Die Wut der unteren Klassen
Robert Misik in FALTER 42/2024 vom 18.10.2024 (S. 18)
Menschen aus der Arbeiterklasse haben an ihrem Körper "Arbeitsnarben","Klassennarben"; jene aus der Mittel-und Oberschicht eher "Freizeitnarben","Hobbynarben", etwa vom Sport. "Die Fälle, in denen körperliche Arbeit nicht gut ausgeht, sind es, die die Lebensläufe vieler Menschen in der unteren Klasse bestimmen", schreibt Olivier David in seinem Großessay "Von der namenlosen Menge", der die Lebenswelten und Verwundungen der arbeitenden Klassen und der Unterschichten seziert. Das frühe Sterben, die Abnutzung, die psychischen Bedrängungen, die mentalen Krankheiten, das Nur-eine-Nummer-Sein, eben: Namenlossein.
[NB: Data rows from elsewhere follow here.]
PR #156, opened 2017-04-14
study for 4-14

awoodrum87:
2/5 for comfort and clarity

### DIFF
--- a/lib/diagnostic.rb
+++ b/lib/diagnostic.rb
@@ -1,6 +1,7 @@
 # frozen_string_literal: true
 
 # Ruby enumerable diagnostic
+list = [0,1,1,2,3,5,8,13,21,34]
 class Diagnostic
   # Question 1
   # Write ruby code to return the longest entry in the list supplied.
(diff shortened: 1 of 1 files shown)


lib/diagnostic.rb
```diff
@@ -15,21 +16,21 @@ def longest(list)
   # list supplied (i.e. apply the `+` operator).
   # Assume each entry implements a `+` method.
   def sum(list)
-    # Your code goes here
+    list.reduce(:+)
```
jordanallain, line 19: This works but using the ampersand is safer:

`list.reduce(&:+)`

lib/diagnostic.rb
```diff
@@ -15,21 +16,21 @@ def longest(list)
...
   end
 
   # Question 3
   # Write ruby code that returns true if some of the entries
   # in the list of numbers are odd
   def some_odd(numbers)
-    # Your code goes here
+    numbers.any? {|n| n if n % 2 != 0}
```
jordanallain, line 26: Here's an even quicker way to do it:

`numbers.any?(&:odd?)`

lib/diagnostic.rb
```diff
@@ -15,21 +16,21 @@ def longest(list)
...
   end
 
   # Question 4
   # Write ruby code that returns true if every entry in the
   # list of numbers are even
   def every_even(numbers)
-    # Your code goes here
+    numbers.all? {|n| n if n % 2 == 0}
```
jordanallain, line 33: Cool and another more Ruby way to do it:

`numbers.all?(&:even?)`

jordanallain:
3/6

Good job Angie! Check out the solution code to the ones you were stuck on if you want to see the answers.

🇯🇴 🇯🇴 🇯🇴

PR #160, opened 2017-04-14
my response for the ruby enumerable diagnostic

gastevend:


lib/diagnostic.rb
```diff
@@ -7,36 +7,40 @@ class Diagnostic
   # Assume each entry in the list implements a length method that returns
   # a Fixnum.
   def longest(list)
-    # Your code goes here
+    list.reduce { |long, word|
+      if word.length >= long.length
+        long = word
+      end
+    }
```
jordanallain, line 14: Got a little verbose here, there's usually always a quick way to do things in Ruby like this:

`list.max_by(&:length)`

lib/diagnostic.rb
```diff
@@ -7,36 +7,40 @@ class Diagnostic
...
   end
 
   # Question 2
   # Write ruby code to return the sum of entries in the
   # list supplied (i.e. apply the `+` operator).
   # Assume each entry implements a `+` method.
   def sum(list)
-    # Your code goes here
+    list.reduce(:+)
```
jordanallain, line 22: Good, its best to use the ampersand as well to be safe:

`list.reduce(&:+)`

lib/diagnostic.rb
```diff
@@ -7,36 +7,40 @@ class Diagnostic
...
-    # Your code goes here
+    numbers.any?(&:odd?)
   end
 
   # Question 4
   # Write ruby code that returns true if every entry in the
   # list of numbers are even
   def every_even(numbers)
-    # Your code goes here
+    numbers.any?(&:even?)
```
jordanallain, line 36: Really close but you should have used `all?` instead of `any?`

lib/diagnostic.rb
```diff
@@ -7,36 +7,40 @@ class Diagnostic
...
   end
 
   # Question 5
   # Write ruby code that returns an array with all of the
   # entries from the list of words capitalized (i.e. 'foo' becomes 'Foo').
   def transform(words)
-    # Your code goes here
+    words.map(&:capitalized!)
```
jordanallain, line 43: Super close again! Leave the `d` off of capitalize though and we don't need the mutator.

lib/diagnostic.rb
```diff
@@ -46,6 +50,7 @@ def transform(words)
   # replacing the trailing newline character with a
   # space and return the result.
   def read_file(filename)
-    # Your code goes here
+    filename.each_with_index do |line, index|
+    p line + ''
+    end
```
jordanallain, line 55: You were on the right track here:

```ruby
    a << e.chomp + ' ' }.strip
```

jordanallain:
2/6

You got caught up on a few of these but you were on the right track with most of them! 

🇯🇴 🇯🇴

PR #161, opened 2017-04-14
Response to Ruby Enumerable Diagnostic

rrdaniels85:
Comfort 4/5
Clarity 4/5

used notes from class and ruby documentation on methods from the
ruby site

### DIFF
--- a/lib/diagnostic.rb
+++ b/lib/diagnostic.rb
@@ -7,7 +7,7 @@ class Diagnostic
   # Assume each entry in the list implements a length method that returns
   # a Fixnum.
   def longest(list)
-    # Your code goes here
+    list.max
   end
 
   # Question 2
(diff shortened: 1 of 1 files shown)


lib/diagnostic.rb
```diff
@@ -7,36 +7,36 @@ class Diagnostic
   # Assume each entry in the list implements a length method that returns
   # a Fixnum.
   def longest(list)
-    # Your code goes here
+    list.max
```
jordanallain, line 10: Close but we should pass `max` a block so it knows how to compare the elements:

lib/diagnostic.rb
```diff
@@ -7,36 +7,36 @@ class Diagnostic
...
   end
 
   # Question 2
   # Write ruby code to return the sum of entries in the
   # list supplied (i.e. apply the `+` operator).
   # Assume each entry implements a `+` method.
   def sum(list)
-    # Your code goes here
+    list.reduce { |sum, n| sum + n }
```
jordanallain, line 18: Good, here's an even quicker way to do it:

`list.reduce(&:+)`

lib/diagnostic.rb
```diff
@@ -7,36 +7,36 @@ class Diagnostic
...
   end
 
   # Question 3
   # Write ruby code that returns true if some of the entries
   # in the list of numbers are odd
   def some_odd(numbers)
-    # Your code goes here
+    numbers.any? { |num| num % 2 != 0 }
```
jordanallain, line 25: Good! Here's another way:

`numbers.any?(&:odd?)`

lib/diagnostic.rb
```diff
@@ -7,36 +7,36 @@ class Diagnostic
...
   end
 
   # Question 4
   # Write ruby code that returns true if every entry in the
   # list of numbers are even
   def every_even(numbers)
-    # Your code goes here
+    numbers.all? { |num| num % 2 == 0 }
```
jordanallain, line 32: Great, and again another quick way we can do it:

`numbers.all?(&:even?)`

lib/diagnostic.rb
```diff
@@ -7,36 +7,36 @@ class Diagnostic
...
   end
 
   # Question 5
   # Write ruby code that returns an array with all of the
   # entries from the list of words capitalized (i.e. 'foo' becomes 'Foo').
   def transform(words)
-    # Your code goes here
+    array.each {|i| i.capitalize}
```
jordanallain, line 39: Close, here:

`words.map(&:capitalize)`

jordanallain:
3/6

Good job Rachel, you missed a couple but you were on the right track.

🇯🇴 🇯🇴 🇯🇴

PR #162, opened 2017-04-14
Ruby enumerable diagnostic.

glasneed:
Fist of Five on Ruby.  3
NEed long weekend to review material from this week.

### DIFF
--- a/lib/diagnostic.rb
+++ b/lib/diagnostic.rb
@@ -7,37 +7,55 @@ class Diagnostic
   # Assume each entry in the list implements a length method that returns
   # a Fixnum.
   def longest(list)
-    # Your code goes here
+    the_length
+    the_longest_string
+    the_longest_string = list.max_by(&:length)
+    the_length = the_longest_string.length # find length of longest string returned
+    return the_length
   end
+#Source: Slackoverflow. Tested in pry
 
   # Question 2
   # Write ruby code to return the sum of entries in the
   # list supplied (i.e. apply the `+` operator).
   # Assume each entry implements a `+` method.
   def sum(list)
-    # Your code goes here
+    list.inject(0){|sum,x| sum + x }
   end
+
+  #Source: Slackoverflow. Tested in pry
 
   # Question 3
   # Write ruby code that returns true if some of the entries
   # in the list of numbers are odd
+  # I assumed list was size 10.
   def some_odd(numbers)
-    # Your code goes here
+    x = 1
+    returnValue = false
+    loop do
+      x += 1
+      next unless ( x % 2 ) != 0 # find the odd number
+      returnValue = true
+      break if x >= 10
+    end
+    return returnValue
   end
 
   # Question 4
   # Write ruby code that returns true if every entry in the
   # list of numbers are even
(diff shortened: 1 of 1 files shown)


lib/diagnostic.rb
```diff
@@ -7,37 +7,55 @@ class Diagnostic
...
   # a Fixnum.
   def longest(list)
-    # Your code goes here
+    the_length
+    the_longest_string
+    the_longest_string = list.max_by(&:length)
+    the_length = the_longest_string.length # find length of longest string returned
+    return the_length
   end
+#Source: Slackoverflow. Tested in pry
```
jordanallain, line 16: Hey Conor you wrote a lot more code than we need to do this in Ruby. Here's a quick way we can do it:

`list.max_by(&:length)`

Also remember that in Ruby it automatically returns the last line of the method so you don't need to use the `return` keyword.

lib/diagnostic.rb
```diff
@@ -7,37 +7,55 @@ class Diagnostic
...
 
   # Question 2
   # Write ruby code to return the sum of entries in the
   # list supplied (i.e. apply the `+` operator).
   # Assume each entry implements a `+` method.
   def sum(list)
-    # Your code goes here
+    list.inject(0){|sum,x| sum + x }
```
jordanallain, line 23: Here's a really quick way to do this in Ruby:

`list.reduce(&:+)`

lib/diagnostic.rb
```diff
@@ -7,37 +7,55 @@ class Diagnostic
...
-    # Your code goes here
+    x = 1
+    returnValue = false
+    loop do
+      x += 1
+      next unless ( x % 2 ) != 0 # find the odd number
+      returnValue = true
+      break if x >= 10
+    end
+    return returnValue
```
jordanallain, line 41: Remember here we don't need the keyword `return`. Here's the quick Ruby way to do this problem:

`numbers.any?(&:odd?)`

lib/diagnostic.rb
```diff
@@ -7,37 +7,55 @@ class Diagnostic
...
   end
 
   # Question 4
   # Write ruby code that returns true if every entry in the
   # list of numbers are even
   def every_even(numbers)
-    # Your code goes here
+    numbers.each { |value| puts value if value.to_f%2==0}
```
jordanallain, line 48: Close here, this is better:

`numbers.all?(&:even?)`

lib/diagnostic.rb
```diff
@@ -7,37 +7,55 @@ class Diagnostic
...
   end
+  #Source: Google. Tested in pry
 
   # Question 5
   # Write ruby code that returns an array with all of the
   # entries from the list of words capitalized (i.e. 'foo' becomes 'Foo').
   def transform(words)
-    # Your code goes here
+    words.map(&:upcase)
```
jordanallain, line 56: This was on the right track, here's a way to do it:

`words.map(&:capitalize)`

jordanallain:
0/6

Looks like you got a little mixed up with Ruby and JavaScript so let Chris know if you want to go over any of these.

PR #164, opened 2017-04-14
Add responses to diagnostic

jim-moody:
Clarity: 4
Comfort: 4

I used the Ruby documentation on String, Enumerator and Arrays to figure out how to complete the questions.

Olivier Davids Buch ist mehr als eine teilnehmende Beobachtung. David spricht von "meinen Leuten". Selbst ist er in Hamburg in den sogenannten "schlechten Vierteln" aufgewachsen. Straßenkind. Seine Eltern arm, gestrandet. Drogen sind im Spiel, regelmäßige Gefängnisaufenthalte des Vaters. Schon die Großeltern immer in diesem Milieu. Es sind seine Realitäten, und er kennt die Mentalitäten. "Ein Ertrinkender denkt in aller Regel nicht wohlwollend oder voller Schmerz an andere Ertrinkende, dafür ist er zu sehr mit seinem eigenen Ertrinken beschäftigt." Die Ressourcen an Solidarität sind endlich.
David kennt aber auch die anderen Welten: Seine Mutter gibt ihn in eine Waldorf-Schule, die er irgendwann schmeißt. Je nach Milieu ist er ein anderer.
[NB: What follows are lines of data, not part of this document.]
PR #165, opened 2017-04-14
response

MattKwonDo:
3 3

### DIFF
--- a/lib/diagnostic.rb
+++ b/lib/diagnostic.rb
@@ -7,7 +7,7 @@ class Diagnostic
   # Assume each entry in the list implements a length method that returns
   # a Fixnum.
   def longest(list)
-    # Your code goes here
+    list.max_by(&:length)
   end
 
   # Question 2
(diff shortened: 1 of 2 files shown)


lib/diagnostic.rb
```diff
@@ -7,36 +7,38 @@ class Diagnostic
...
+    list.max_by(&:length)
   end
 
   # Question 2
   # Write ruby code to return the sum of entries in the
   # list supplied (i.e. apply the `+` operator).
   # Assume each entry implements a `+` method.
   def sum(list)
-    # Your code goes here
+    list.inject(0){ |sum, x| sum + x }
```
jordanallain, line 18: Close, here's a good way to do it:

`list.reduce(&:+)`

lib/diagnostic.rb
```diff
@@ -7,36 +7,38 @@ class Diagnostic
...
   end
 
   # Question 3
   # Write ruby code that returns true if some of the entries
   # in the list of numbers are odd
   def some_odd(numbers)
-    # Your code goes here
+    if numbers.any? { |num| num.odd? }
+      numbers.inject(0){ |sum, x| sum + x }
+    end
```
jordanallain, line 27: Here's an easy way to do this one:

`numbers.any?(&:odd?)`

lib/diagnostic.rb
```diff
@@ -46,6 +48,6 @@ def transform(words)
   # replacing the trailing newline character with a
   # space and return the result.
   def read_file(filename)
-    # Your code goes here
+    ('./data/cusa-preamble').head
```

Davids zorniges Buch reiht sich in das autofiktionale Schreiben ein, das heute mit Namen wie Annie Ernaux, Didier Eribon oder Edouard Louis verbunden ist, eine Textgattung, die manchmal auch als Arbeiterklassenliteratur beschrieben wird, aber oft eigentlich eine "Wie ich die Arbeiterklasse verlassen habe"-Literatur ist.
Bei David ist das alles härter, noch näher dran, damit auch ohne Sentimentalitäten und weniger Ich-Umkreisung. Über sich selbst sagt er ganz ungeschützt: "Ich trage eine Wut in mir." Die ist bei ihm mit einer guten Portion an Selbstreflexion verbunden.